Chicago Tribune staff writer Rex Huppke has solicited the expertise of communist party leaders to defend Barack Obama from the fallout of the now famous answer he supplied to a man referred to as Joe the Plumber.
In an article with the misleading headline "Socialists: Obama No Socialist" Huppke applied some painstaking logic to reach his conclusion that Barack Obama can not be a socialist if avowed communists will not state that he is.
Local communists, rarely tapped as campaign pundits, say Sen. Barack Obama and his policies stand far afield from any form of socialism they know.
John Bachtell, the Illinois organizer for Communist Party USA, sees attempts by Sen. John McCain's campaign to label Obama a socialist as both offensive to socialists and a desperate ploy to tap into fears of voters who haven't forgotten their Cold War rhetoric.
This is funny. Yesterday we heard that Dick Durbin was going to reign in Barack Obama's liberal tendencies. Today a leader of Communist Party USA is coming to the defense of Barack Obama. Besides, we all know that communists support the capitalist candidate.
Batchell and Huppke weren't finished however.
"Red baiting is really the last refuge of scoundrels," Bachtell said. "It has nothing to do with the issues that are confronting the American people right now.
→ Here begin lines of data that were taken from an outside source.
PR #3593, opened 2018-11-12
[WFCORE-4212] Upgrade to Galleon and WildFly Galleon Plugins 3.0.0.CR1

aloubyansky:
https://issues.jboss.org/browse/WFCORE-4212

Key changes here are:
* generate-feature-specs goal merged into build-feature-pack;
* default config definitions moved from wildfly-feature-pack-build.xml to their own files (and from the generated feature-pack.xml to their own files).

### DIFF
--- a/core-galleon-pack/pom.xml
+++ b/core-galleon-pack/pom.xml
@@ -645,17 +645,6 @@
                 <artifactId>wildfly-galleon-maven-plugin</artifactId>
                 <executions>
                     <execution>
-                        <id>feature-spec-build</id>
-                        <goals>
-                            <goal>generate-feature-specs</goal>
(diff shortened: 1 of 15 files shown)


aloubyansky:
The integration tests failed due to a new XML attribute added here https://github.com/aloubyansky/wildfly-core/blob/galleon3/core-galleon-pack/src/main/resources/packages/cleanup.standalone.data.dir/pm/wildfly/tasks.xml#L5 which is not recognized in the version used in wildfly master.
Here is the corresponding WFLY PR, which when merged should fix the failed builds here https://github.com/wildfly/wildfly/pull/11839

jmesnil:
retest this please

It's just a big diversion."
Of course that's just one man's opinion. (And everyone knows you can't trust a communist.)
Strange how any question that confronts Barack Obama's policies is met with a response that really never addresses the policies in question. Much better to call names than discuss the merits of what led people to believe that Barack Obama is proposing a socialist style redistribution of wealth.
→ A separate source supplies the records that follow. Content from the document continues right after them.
PR #3755, opened 2019-04-25
[WFCORE-4442] Migrating UndertowHttpManagementService & HttpShutdownService to new MSC API

ropalka:
https://issues.jboss.org/browse/WFCORE-4442

### DIFF
--- a/server/src/main/java/org/jboss/as/server/mgmt/UndertowHttpManagementService.java
+++ b/server/src/main/java/org/jboss/as/server/mgmt/UndertowHttpManagementService.java
@@ -33,6 +33,8 @@ import java.util.Collection;
 import java.util.List;
 import java.util.Set;
 import java.util.concurrent.Executor;
+import java.util.function.Consumer;
+import java.util.function.Supplier;
 
 import javax.net.ssl.SSLContext;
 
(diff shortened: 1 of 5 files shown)


server/src/main/java/org/jboss/as/server/mgmt/UndertowHttpManagementService.java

Huppke then whips out the socialism dictionary.
So, how do you know if you're a socialist?
Generally, it involves espousing government control over a country's basic industries, like transportation, communication and energy, while also allowing some government regulation of private industries.
Nice try. Define the tool while ignoring the goal.
Huppke missed one of the main objectives of socialism that involves distribution of wealth for the benefit of all involved. Huppke's selective definition actually touches on the theory that socialism is an intermediate step between capitalism and communism. So if we are going to speak in generalities Huppke had better brace himself for the eventual collapse of his argument when those generalities become a counter-argument to his premise.
For instance, I would expect proponents of communism to support Barack Obama as they do in Huppke's article; especially if they see Obama's words on the campaign trail as putting the United States one step closer to their idea of a future America.
Finally Huppke had one another argument to make. He solicited the editor of a Chicago based communist newspaper to support his theory that spreading the wealth isn't such a bad idea anyway.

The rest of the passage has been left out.